All caregivers living with HIV were receiving ART except one: 66.0% were receiving tenofovir disoproxil fumarate (TDF)/3TC/EFV, 18.0% AZT/3TC/NVP and 12.0% other regimens, with no significant difference between study groups. There was no significant difference at enrollment between study groups in caregivers on ART with reported good adherence (92.1% overall), last 2 drugs pick-ups on time (87.7% overall) or reported ART interruptions in the past year (19.7% overall). On chart abstraction, viral load was available for only 177/363 (48.8%) HIV-positive caregivers; most recent viral load at enrollment was <1000 copies/mL in 89.8% and <400 copies/mL in 88.1%, with no difference between study groups (P = 0.65).
Child 12-month virologic outcomes
A total of 316 children had virologic assessment at 12 months, 131/182 (72.0%) of SOC children and 185/207 (89.4%) of FCCM children. Overall, at 12 months, 285 (90.2%) children were virally suppressed (<1,000 copies/mL) and 276 (87.3%) had undetectable virus (<400 copies/mL). Table 3 summarizes the 12-month virologic outcomes by study group, evaluating the effect of the intervention overall and stratified by viral suppression at enrollment, using the three analytic methods (mITT, weighted mITT, and imputed ITT) to account for differences in availability of 12-month viral assessment between study groups.

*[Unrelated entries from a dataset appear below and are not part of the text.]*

PR #2215, opened 2022-11-15
Upgrade to upstream v4.39.0

danielrbradley:
This switches to using the new patching process, so there's a large number of docs changes.


danielrbradley:
Looks like the breaking changes indicate there was a few instances where we've manually implemented `tags_all` in our fork. Will need to investigate and re-add these.

thomas11 (approved):
I only spot-checked a number of sdk/go files, but the changes look great. Approved pending the tags_all issue.

danielrbradley:
For the errors: `missing input "tagsAll"`, it appears that `tagsAll` should never have been an input field - so this is correcting that bug. My understanding is that `tagsAll` is a computed, output-only property which is the combination of the `tags` input, plus any tags configured at the provider level.

For the errors: `Resource "aws:s3/bucketV2:BucketV2" missing input "arn" / missing input "hostedZoneId"`, this is an upstream change which removes the `Optional: true` from the type-spec. Both of these properties are also set to `Computed: true`, which therefore makes sense that they shouldn't be inputs - they're only computed outputs. What's not entirely clear is why they were made into inputs if they were optional AND computed. Perhaps we interpert "optional AND computed" as "this can be computed, but could optionally be provided by the user".

For the errors: `Resource "aws:secretsmanager/secretRotation:SecretRotation" missing input "tags" /  missing output "tags"`, this is an upstream change where the tags property has been removed. Following the PR - this property does not apply to this resource and was therefore useless.

PR #2247, opened 2022-12-05
Upgrade to v4.50.0 with submodule patching

danielrbradley:
Adjust process to apply replacements in the local submodule checkout. This should make the process a little slicker so we're not committing tooling into the fork.

- [x] Add script to auto-reset changes between each apply.
- [x] Add submodule option to ignore dirty worktree - avoid the CI failing.
- [x] Integrate into makefile
- [x] Add submodule checkout during the build
- [ ] Add auto-upgrade workflow to attempt rebase & open PR


viveklak (approved):

thomas11 (approved):

Makefile
```diff
@@ -113,4 +113,18 @@ tfgen: install_plugins
...
 
+init_upstream:
+	@if [ ! -f "upstream/.git" ]; then \
+			echo "Initializing upstream submodule" ; \
+			(cd upstream && git submodule update --init && git remote add source git@github.com:hashicorp/terraform-provider-aws.git) ; \
+		fi; \
+
+update_upstream: init_upstream
+	# Find latest tag, create new branch, rebase on new tag, push
+	export TAG=$$(cd upstream && git for-each-ref refs/tags --sort=-taggerdate --format='%(refname:short)' --count=1) && \
```
thomas11: Does this not `cd upstream` twice?

Even if not, would be a bit simpler as
```
cd upstream
EXPORT ...
git checkout ...
```

thomas11: Ah, fixed in a later commit.

Makefile
```diff
@@ -119,13 +119,15 @@ init_upstream:
...
 		fi; \
 
-patch_upstream:
-	cd upstream-tools && \
-		yarn install --frozen-lockfile --silent
-	cd upstream && git checkout . && cd - || exit
-	cd upstream-tools && \
-		yarn --silent run tf-patch apply --cwd ../upstream && \
-		yarn --silent run tf-patch check --cwd ../upstream
+patch_upstream: init_upstream
```
thomas11, line 122: Don't you need to `cd ..` in between the steps? I don't know make's intricacies like you do though :)

thomas11 (approved):
The approach LGTM!

Makefile
danielrbradley: Make runs every command within a target in an isolated shell by default. This can be turned off in newer versions (4.x) using `.ONESHELL` I think, but we're still supporting 3.x as that's what macos ships with so we're stuck with either chaining everything into a single line with `&&` or just cd'ing before each command.

lblackstone (approved):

In the mITT analysis, among children with a 12-month virologic outcome available, viral suppression (<1,000 copies/mL) rates were similar between groups: 89.2% of the children in the FCCM group were suppressed compared to 91.6% of the children in the SOC group. Similarly, there were no significant differences in the proportion with undetectable viral load (<400 copies/mL) between FCCM and SOC group (88.1% versus 86.3%, respectively).
The analysis of enrollment characteristics associated with missing 12-month viral load data showed that while availability of the 12-month viral load data differed by study group, there were no other significant differences in enrollment characteristics of patients with and without 12-month viral load (on-line S1 Table). Adjusting for differential missingness of viral load between the study groups (weighted mITT), there were no statistically significant differences in viral suppression (adjusted odds ratio (aOR) = 0.87, 95% confidence interval (CI): 0.38–1.98, p = 0.740) nor undetectable viral load (aOR = 1.48, 95% CI: 0.73–2.98, p = 0.275) at 12 months between FCCM and SOC.
Based on imputed outcome ITT analysis including all children, in which missing viral load was imputed to mean viral failure, there was a borderline trend for more children in FCCM group to be suppressed (<1,000 copies/mL) at 12-months compared to children in the SOC group (79.7% versus 69.8%, respectively, p = 0.051), and children in the FCCM group were statistically more likely to have undetectable (<400 copies/mL) viral load at 12 months compared to children in the SOC group (78.7% versus 65.7%, p = 0.015).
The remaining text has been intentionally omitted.